Identification of Frataxin as a regulator of ferroptosis

Jing Du  1 Yi Zhou  2 Yanchun Li  3 Jun Xia  1 Yongjian Chen  1 Sufeng Chen  1 Xin Wang  4 Weidong Sun  5 Tongtong Wang  6 Xueying Ren  1 Xu Wang  7 Yihan An  8 Kang Lu  8 Wanye Hu  8 Siyuan Huang  3 Jianghui Li  7 Xiangmin Tong  9 Ying Wang  10
Affiliations

Identification of Frataxin as a regulator of ferroptosis

Jing Du et al. Redox Biol. 2020 May.

Erratum in (VSports)

"VSports在线直播" Abstract

Ferroptosis is a newly discovered form of non-apoptotic regulated cell death and is characterized by iron-dependent and lipid peroxidation. Due to the enhanced dependence on iron in cancer cells, induction of ferroptosis is becoming a promising therapeutic strategy VSports手机版. However, the precise underlying molecular mechanism and regulation process of ferroptosis remains largely unknown. In the present study, we demonstrate that the protein Frataxin (FXN) is a key regulator of ferroptosis by modulating iron homeostasis and mitochondrial function. Suppression of FXN expression specifically repressed the proliferation, destroyed mitochondrial morphology, impeded Fe-S cluster assembly and activated iron starvation stress.
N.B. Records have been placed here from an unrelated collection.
PR #681, opened 2019-09-17
fix(dev): make dev env work in ie11

cowills:
this is ugly but it fixes it :+1:

### DIFF
--- a/babel.config.js
+++ b/babel.config.js
@@ -7,14 +7,29 @@ module.exports = function (api) {
 
   api.cache(true);
 
+  // TODO: refactor to use babel `env` API here instead
+
+  const targets = env === 'test' ?
+  {
+    node: 'current',
+  } :
+  {
+    browsers: [
+      'Chrome >= 70',
+      'Firefox > 64',
+      'iOS > 11',
+      'Safari >= 9',
+      'Explorer >= 11',
+      'Edge >= 15',
+    ],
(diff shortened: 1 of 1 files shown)


babel.config.js
```diff
@@ -7,14 +7,29 @@ module.exports = function (api) {
...
 
+  // TODO: refactor to use babel `env` API here instead
+
+  const targets = env === 'test' ?
+  {
+    node: 'current',
+  } :
+  {
+    browsers: [
+      'Chrome >= 70',
```
cowills, line 18: this is what febs currently compiles to: https://github.com/rei/front-end-build-configs/blob/master/application/webpack.base.conf.js#L114-L121

there is also a package named smth like "@rei/browserslist-config" on the private registry which has a similar browser matrix. (though that one is based on some dubious metrics and needs to be updated)

long term we should make febs and cedar pull from the same thing

babel.config.js
```diff
@@ -7,14 +7,29 @@ module.exports = function (api) {
 
   api.cache(true);
 
+  // TODO: refactor to use babel `env` API here instead
```
cowills, line 10: babel lets you set multiple configs that get switched based on the value of `BABEL_ENV`, which would clean up this mess and make it more understandable. we would need to re-factor other parts of the build to make use of it though.

KrisKnabel (approved):

PR #49, opened 2016-05-03
Remove limit checker on Nokogiri::XML::NodeSet

welguisz:
Added Nokogiri::XML::NodeSet as a class to ignore when evaluating limits.


welguisz:
@ginty or @priyavadan Possible to get a release out for this when you have some time?

Issue #52, opened 2016-06-01
Need to compact system gem specs during origen gem initialization


priyavadan:
If the system gem specs array has a nil element, it will results in an exception which will cause issues running Origen.

priyavadan:
Fixed in v0.7.13

Issue #53, opened 2016-06-01
Force overwrite of the system gem if it already exists


priyavadan:
FileUtils.cp currently does not overwrite an existing gem but throws an exception. Either force overwrite or handle the exception and continue.

ginty:
Not sure that it should force an overwrite here, I think it should just do nothing if the user's gem directory already has it.

priyavadan:
@ginty yup, my bad, it should look if file exists and skip. PR #54 has the updates.

priyavadan:
Fixed in v0.7.13

PR #54, opened 2016-06-02
Bugfix/regression

priyavadan:
Fixes Issue #52 and #53


bin/origen
```diff
@@ -134,16 +136,37 @@ if origen_root && File.exist?(ENV['BUNDLE_GEMFILE']) && Origen.site_config.gem_m
                   (spec.executables || []).each do |bin|
                     FileUtils.cp("#{spec.bin_dir}/#{bin}", "#{local_gem_dir}/bin")
                   end
-                  FileUtils.cp(spec.cache_file, "#{local_gem_dir}/cache")
+                  if File.exist(spec.cache_file)
```
ginty: Don't think it needs to be so noisy when things are going OK, I would remove all the puts statements

priyavadan: updated

ginty:
LGTM, thanks!

priyavadan:
Thanks! origen_core 0.7.13 has been released.

PR #55, opened 2016-06-13
Minor update to regression manager

priyavadan:
- added capability to provide the reference workspace path and version number.
- fixed minor bug while setting up the origen workspace. For some reason, bundle install is also needed along with origen -v in a newly built workspace.


ginty:
LGTM

PR #57, opened 2016-08-08
Adds support for MSB0 register bit order (RFC 0001)

ginty:
This PR implements the bit order feature discussed in [RFC 0001](https://github.com/Origen-SDK/rfcs/pull/1).

All Origen models now have a bit_order attribute, which is inherited from their parent if not otherwise set, and defaults to :lsb0 which is the name given to the bit order that has been used until now.
By setting a model's @bit_order attribute to :msb0, then all registers that are descendants of that block will have their bit order reversed.
This attribute can also be set at individual register level to override the inherited bit order.
### Implications of Using MSB0 Bit Order

The bit_order attribute is really describing the physical layout of the register, rather than its logical behavior, the main effect then is that in the console the register will be displayed backwards.

The existing methods shift_out_left and shift_out_right are referring to the physical view of the register as it appears in the console. Since the physical view is reversed it means that the data order returned by these methods will be reversed. These are the methods that are commonly used by Origen serial interface drivers and therefore by assigning a register as :msb0 its data value will be reversed in a JTAG or similar serial protocol.

I had some concern in the RFC discussion that this might mean that any references in IP-level test code like my_reg[5] or my_reg.my_bits[5..3] would break if instantiated in a parent SoC model that switched the bit order, however that is not the case. Such references are to logical rather than physical bit location, and therefore data bit 5 is always data bit 5 regardless of the physical orientation and such code will remain valid.
### New BitCollection Methods

This PR also adds two new methods for serially working with register data:
- shift_out - A logical rather than a physical shift, this will stream the data LSB first, and will be the same regardless of the register's bit order.
- reverse_shift_out - As above but MSB first.

It also adds with_index versions of all shift methods:
- shift_out_left_with_index
- shift_out_right_with_index
- shift_out_with_index
- reverse_shift_out_with_index
### What's Not Supported

There was some discussion in the RFC about adding the ability to override the bit order at bit level, however that has not been supported since upon implementation is doesn't really seem to make much sense.
An MSB0 register where all bits have LSB0 bit order is just the same as an LSB0 register. Having the case where only a subset of bits have different bit order does not seem to be something anyone would ever do, and it would add significant complication to support it.

Also MSB0 bit order has not been tested on registers with split bits (where members of the same bus signal are not adjacent within the register). If required this can be added in a future update


ginty:
@ra2727dude, please give this a try and feedback if it is to your liking.
Add it to your Gemfile like this:

~~~ruby
gem 'origen', :git => 'https://github.com/Origen-SDK/origen.git', :branch => 'msb0_reg_bit_order'
~~~

ginty:
@chrisnappi, @chrishume, @priyavadan please review

ginty:
@ra2727dude, I'm going to go ahead and merge this soon if there is no further feedback

ra2727dude:
Hi Stephen, I tested the functionality and it meets all expectations.  Please merge at your convenience.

Moreover, suppression of FXN expression significantly enhanced erastin-induced cell death through accelerating free iron accumulation, lipid peroxidation and resulted in dramatic mitochondria morphological damage including enhanced fragmentation and vanished cristae. In addition, this type of cell death was confirmed to be ferroptosis, since it could be pharmacologically restored by ferroptotic inhibitor Fer-1 or GSH, but not by inhibitors of apoptosis, necrosis. Vice versa, enforced expression of FXN blocked iron starvation response and erastin-induced ferroptosis. More importantly, pharmacological or genetic blocking the signal of iron starvation could completely restore the resistance to ferroptosis in FXN knockdown cells and xenograft graft in vivo. This paper suggests that FXN is a novel ferroptosis modulator, as well as a potential provided target to improve the antitumor activity based on ferroptosis. .

Keywords: Ferroptosis; Frataxin; Iron-sulfur cluster; Mitochondria V体育安卓版. .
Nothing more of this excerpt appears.